ACerS Emeritus Member, Megumi Tashiro, a Society Fellow since 1964, passed away on July 16, 2008, at the age of 90. He was an Emeritus Professor of Kyoto University.
Tashiro, born in Tokyo in 1917, did his graduate work at Kyoto University and obtained his undergraduate degree from Tokyo Institute of Technology. In 1942, he became a research associate of the Institute for Chemical Research at Kyoto University. For the next 40 years, he dedicated himself to research work primarily in the area of glass science and technology for 40 years at Kyoto University, until his retirement in 1981. For a short period from 1953 to 1956, he obtained a leave from Kyoto University, and worked at the Pennsylvania State University, with Professor W.A.Weyl.
Tashiro’s achievements in the field of glass science and technology were very broad, covering “homogenization of melt in the tank furnace,” “chemical durability,” “acid-base relationship,” “effects of high energy radiations,” “high pressure effects,” “photochromic glass,” “glass formation in the unconventional oxide systems,” and “glass-ceramics.”

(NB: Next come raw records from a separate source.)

PR #120, opened 2022-02-21
hash replacement tkrzw

trgill:
prototype to replace the hash table with tkrzw


prajnoha:
Hi! I've been also looking at and trying `tkrzw` myself and I have collected a few notes so far when looking more into this, looking at details and even directly at the `tkrzw` code if I didn't find an answer directly in the documentation.  They are things we should consider, be aware of and probably discuss a bit more before really delving into `tkrzw`:

---
1)
When we're getting a value from db (`tkrzw_dbm_get`, `tkrzw_dbm_get_multi`, `tkrzw_dbm_iter_get_value` ...), the **returned value is always dynamically allocated** (`malloc`). We never get direct value from the db. So there's little overhead here, e.g. if I just want to read the value and do a quick decision based on it and then not needing it anymore within current processing.

If we wanted  to avoid this to certain degree, we could store just pointers to the values in the database - then only the memory to keep the pointer would be allocated. BUT that'll mean the 'dump/sync to a file' feature provided by the db won't work correctly because, well, the values would be just pointers and we'd need to dereference them first somehow. In summary - either we'll live with the extra `malloc` each time we get a value or we'll never use the db's sync to file feature.

Though, the reason why the db does the `malloc` for each returned value is understandable. It's in-memory database and as such, it needs to count with the situation that there might be `tkrzw_dbm_set` (or any other "set" which changes the record) right after we get the value and so we need to work with the copy, not the direct value from db. BUT in our case, we don't have any parallel access - we're working with the whole db snapshot in the worker process and there the access to db is always sequential. The same applies when we're syncing db changes back from worker process to main process.

---
2)
`tkrzw` claims it supports atomicity. Well, yes, it does take the proper locks with `tkrzw_dbm_get` and `tkrzw_dbm_get_multi` call so the transaction is applied as a whole... until there's no error hit. **If there's an error hit in the middle of the transaction, like `malloc` failure inside, there's no automatic db rollback to the point right before the transaction started**. This is something I'm a bit disappointed about. I'd expect that when atomicity is claimed to be supported, then either the transaction is applied as a whole or not, meaning, in any error case, the automatic rollback would happen. This is something I'm eagerly looking for.

Without the automatic rollback support, we have two options when dealing with transaction errors:

  - Either we completely throw whole database away and we recreate it (this is not stopper issue for SID through, it's just we'd need to reevaluate everything - that practically means running `udevadm trigger` - it's just clumsy).

  - Or we add a db log ourselves so we could do the rollback ourselves on top of the db.

---
3)
`tkrzw` has support for custom callbacks before the value is actually stored - the `tkrzw_dbm_process` and `tkrzw_dbm_process_multi` calls support this. That is very nice because this allows us to map our `kv_store_update_fn_t` type of callback we support in our `kv-store` wrapper.

Why we'd like to map directly `kv_store_update_fn_t` even in the backend db behind the wrapper? Because if we don't, we'll need to implement our `kv_store_set_value` like this:

  - get value from backend
  - call the `kv_store_update_fn_t` callback 
  - set value in backend

So we have `get` and `set` for the backend each time we call `kv_store_update_fn_t`. So first time, the backend looks up value for a key to get a value, the second time the backend looks up the key again. That means, always having two completely identical searches through the whole structure per one "set" operation, the only difference being if there was no callback defined for `kv_store_set_value`.

Why do we need the `kv_store_update_fn_t` callback at all? Because we need to see the previous value and act based on that, like adding/removing items to/from a vector value, checking permissions or key reservations before writing the value etc. This is the core functionality inside SID it's built on. We depend on this. The `kv_store_update_fn_t` is direct optimization to avoid the double lookup in the db structure.

Said that and that the `tkrzw` supports the callbacks, it's limited in one detail - we can't do any further db access inside the callback, including `tkrzw_dbm_get` and `tkrzw_dbm_set` call. This is understandable for the `set` where  we don't want to recursively change records. But we can't call `get` either. I've tried this, calling `tkrzw_dbm_get` inside the callback and it blocked.

Unfortunately, we do have situations where we'd like to collect/get more records while processing another record and we don't know the keys in advance. For example, we're trying to modify a value for key A, a callback is called which in turn gets the values for related keys B, C, ... (the set of these keys depends on the value of A actually), calculates the new value of A based on that and returns that. In these cases, we can't use the callback support inside the db backend and we're back to this sequence:

  - get value for key A
  - get list of related keys from the value of A
  - get all the value of related keys B, C ...
  - calculate the new value for key A
  - set the new value for key A

With tkrzw, we can't put this inside a transaction. Because for a transaction, we need to know the keys in advance.

4)
---
`tkrzw` is quite young project (starting in 2020), even though it's a successor to well-known Tokyo and Kyoto cabinet. Practically, this means the adoption in various distros is not yet complete. As for Fedora/RHEL, the package is in Fedora, but not in RHEL yet. In Debian, this is still in "unstable" branch. I haven't checked others. Of course, this is solvable, but it's something we need to keep in mind too.

---
5)
Considering the notes above and mapping to our needs:

A) *No need for locking actually to avoid mutual access - we always do a single operation at a time.*
It looks that `tkrzw` always uses locking, can't be disabled. Also, the returned values are always freshly allocated/copied, we never get direct values as stored in the db. When doing a single operation at a time, this is useless extra job.

B) *Need for atomic update of a transaction with automatic rollback support (so the transaction applied all or return to the original state).*
Only partially - `tkrzw` supports transactions with `multi` calls, but not automatic rollback support. There's a mention in the documentation that if using a file, there's some support for a rollback, but that is with "append" mode where the sice can go wild... I just need "append" mode for current transaction, not always appending.

C) *Need for callback support on 'set' and it would be great if 'get' could be called inside the callback (...but this is related to locking, if locking is not there, there's nothing to stop us from doing that).*
Only partially - `tkrzw` supports callbacks on "set", but we can't do any other "get" inside the callback... Again, we don't need to consider parallel access at the same time so this restriction comes from the fact the db tries to handle parallel access with locking.

D) *Need for ordered structure so we can retrieve records for key ranges and key prefixes.*
The b+ tree structure that `tkrzw` supports is perfect match for this.

---

In summary, only D) is fully supported and the way I envision. It all boils down to a need for a key-value storage structure supporting ordered keys for the range/prefix lookups - like a B+ tree. So we really need to consider this and the notes above. I even tried to find a library we could simply reuse for the B+ tree, but with no success yet. We might as well end up writing our own implementation - it's not something that would be awfully hard to do, it's just about having a correct and completely debugged version.

I'm probably giving up looking for more databases out there because all have some nice bits and then fall in other areas. So either we try to use the `tkrzw`, but probably more for its ordered structure for key prefix/range lookups than for its real database features. It's hard to find a good and complete match.

What do you think?

prajnoha:
We are not adding the `tkrzw` KV store backend right now - we switched to btree instead. Archiving this PR, we can revisit later in the future still...

PR #874, opened 2018-12-10
Source maps

gozart1:
* Add source maps for all js that webpack touches, to aid with debugging production builds.
* Remove source map reference from jquery-migrate.min.js


chappjc:
I think that jquery.com/download page is not up-to-date.  There seems to be a released v3.0.1 of jquery-migrate-plugin: https://github.com/jquery/jquery-migrate/#development-vs-production-versions

gozart1:
updated to jquery-migrate-3.0.1.min.js

PR #883, opened 2018-12-12
dcrsqlite: mitigate database is locked errors

chappjc:
This resolves an issue with go-sqlite3 where the following error may be encountered:

    database is locked

which corresponds to the [SQLITE_BUSY error](https://sqlite.org/rescode.html).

One of the unique features of his work is in situ observation, based on the specifically designed instrument. Examples of such observation include (1) observation of high temperature optical spectra in the course of raising temperature to find mechanism of the formation of Ag colloids in photosensitive glasses; (2) observation of the rate of dissolution in optical microscope to measure the chemical durability; (3) measurement of the rate of growth of lithium dislocate crystals under high temperature optical microscope; (4) observation of growth of alkali metal crystals at the surface of alkali silicate glasses due to electron bombardment in the electron microscope and so on.
Tashiro was recognized internationally, as well as domestically. He was invited to present an invited lecture on crystallization of glass, for instance, at the Eighth International Congress on Glass of 1968. He served the glass world as regional editor of the Journal of Non-Crystalline Solids from 1968 to 1981. He also received many honors, including the Ceramic Society of Japan’s Science Award and the Chamber of Commerce and Industry’s Science Award.